Zenginler siyasi makine üzerinde kontrol sahibi olurlar ve onu avantajları için kullanırlar. Ayrıca yasama organlarını da bozuyorlar. Yapay olarak mallarının maliyetini halka arttırmak için birleştiriyorlar. Özel mülkiyet, toplumsal sömürüyü, eşitsizliği ve boyun eğdiriciliği besler.

4. Irkların Yolsuzluğu:

Özel mülkiyet, tüm sosyal hayatı zehirleyen yolsuzlukları besler. Rich, fakirlerin pahasına çıkarlarını ilerletir. Başkalarının gereksinimlerinden istifade ederek servet arzusunu tatmin ederler. Aşk ve cömertlik, hayırseverlik ve sadaka gibi sosyal değerleri bozar.

Özel mülkiyet toplumu böler. Uyumsuzluk ve düşmanlık yaratır. İşsizlik yaratır. Kapitalist ekonomide, işçi kitleleri söz konusu olduğunda, mülkiyetin, özgürlük ve inisiyatifin temeli olarak güvenlik ve kalıcılık sağlamadaki temel sosyal işlevlerini yerine getirdiği söylenemez.

Mevcut mülkiyet sisteminin psikolojik olarak yetersiz olduğunu izliyor, çünkü Laski, çoğu insan için tam yaşamlarını sağlayacak niteliklerin kullanılmasını engelliyor.
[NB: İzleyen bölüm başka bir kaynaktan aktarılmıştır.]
PR #28, opened 2019-05-21
Qvarn revision compatibility

trimailov:
Qvarn compatible `revision` property on data.

### DIFF
--- a/spinta/backends/mongo.py
+++ b/spinta/backends/mongo.py
@@ -109,13 +109,6 @@ def push(context: Context, model: Model, backend: Mongo, data: dict, *, action: 
     transaction = context.get('transaction')
     model_collection = backend.db[model.get_type_value()]
 
-    # FIXME: hack to remove built-in properties
-    # if data['id'] is None:
-    #     del data['id']
-    # if data['revision'] is None:
-    #     del data['revision']
-    # if data['type'] is None:
-    #     data['type'] = model.name
 
     # Make a copy of data, because `pymongo` changes the reference `data`
     # object on `insert_one()` call.
@@ -140,9 +133,6 @@ def push(context: Context, model: Model, backend: Mongo, data: dict, *, action: 
 
     # parse `ObjectId` to string and add it to our object
     raw_data['id'] = str(data_id)
-
-    # do not return inner Mongo `_id`
-    # del raw_data['_id']
 
     return prepare(context, action, model, backend, raw_data)
 
--- a/spinta/backends/mongo.py
+++ b/spinta/backends/mongo.py
@@ -201,4 +201,7 @@ def prepare(context: Context, action: str, model: Model, backend: Mongo, value: 
             **value,
         }
     elif action in ('insert', 'update'):
-        return value['id']
+        return {
+            'type': model.name,
+            'id': value['id']
+        }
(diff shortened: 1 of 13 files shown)


spinta/backends/mongo.py
```diff
@@ -176,10 +167,7 @@ def getall(context: Context, model: Model, backend: Mongo, **kwargs):
     # Yield all available entries.
     model_collection = backend.db[model.get_type_value()]
     for row in model_collection.find({}):
-        id = str(row.pop('_id'))
-        yield {
-            'id': id,
-        }
+        yield prepare(context, 'getall', model, backend, row)
```
sirex: I think, here an iterator should be passed to `prepare`, because you need to have control, how all rows are wrapped, for example they can be wrapped into `{"resources": [...]]}` or something like that.

sirex: Same for postgre.

trimailov: I assumed that exporter would be responsible for this?

https://github.com/atviriduomenys/spinta/blob/master/spinta/config/__init__.py#L73

spinta/backends/mongo.py
```diff
@@ -196,3 +184,21 @@ def wipe(context: Context, model: Model, backend: Mongo):
...
+        # TODO: this must be fixed/implemented in the spinta/types/store.py::get()
+        # just like it's done on spinta/types/store.py::push()
+        id = str(value.pop('_id'))
+        return {
+            'type': model.name,
+            'id': id,
+            **value,
+        }
+    elif action in ('insert', 'update'):
+        return value['id']
```
sirex: `prepare` must be recursive, because nested properties might have backend specific values, that needs to be converted to python-native values, for example dates are good candidates for this conversion.

spinta/types/type.py
```diff
@@ -34,8 +34,8 @@ def is_valid(self, value: typing.Any):
 class PrimaryKey(Type):
 
     def load(self, value: typing.Any):
-        if value is None:
-            return None
+        # if value is None:
+        #     return None
```
sirex: Why these are commented out?

spinta/backends/mongo.py
```diff
@@ -110,12 +110,12 @@ def push(context: Context, model: Model, backend: Mongo, data: dict, *, action:
...
-    if data['revision'] is None:
-        del data['revision']
-    if data['type'] is None:
-        data['type'] = model.name
+    # if data['id'] is None:
+    #     del data['id']
+    # if data['revision'] is None:
+    #     del data['revision']
+    # if data['type'] is None:
+    #     data['type'] = model.name
```
sirex: Why these are commented out?

trimailov: https://github.com/atviriduomenys/spinta/pull/28/commits/6f0e4d3c081be8700ba30e69dd569ce9dd32569b

> Hardcoded changes made to make qvarn-like revisions work, though it
basically broke every spinta's test. For now - roll back (or comment
out) these changes for the sake, that tests would be green.

trimailov: I've commented them out - as it's highly likely that they will be uncommented

Though following best practices it would've been best to just remove them overall..

spinta/backends/mongo.py
sirex: Then, why you need `action` here?

spinta/backends/mongo.py
sirex: Could you give me an example, of how tests were broken?

spinta/types/type.py
trimailov: removed

spinta/backends/mongo.py
trimailov: Because different actions may have differently structured responses, e.g. POST in spinta only returns the `type` and `id` instead of the whole object.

Ahlaki açıdan yetersizdir, çünkü sadece sahip olarak yaşayan bir boş zaman, parazit sınıfı yarattı ve sonuç olarak mülk edinme haklarının sosyal değerlerle hiçbir ilgisi yok. Sosyal ve ekonomik açıdan yetersizdir, çünkü yarattığı zenginliği, özgür, güvenli ve maksatlı bir yaşamın gerekli koşullarını, yaşadığı sürece yaşayanlara dağıtacak şekilde dağıtamaz.

Sonuç olarak, ne avantajları ne de dezavantajları göz ardı edilemez. Çalışmak ve gelişmek için tek teşvik olmayabilir. Ancak insan türünün sosyal evrimindeki rolü inkar edilemez.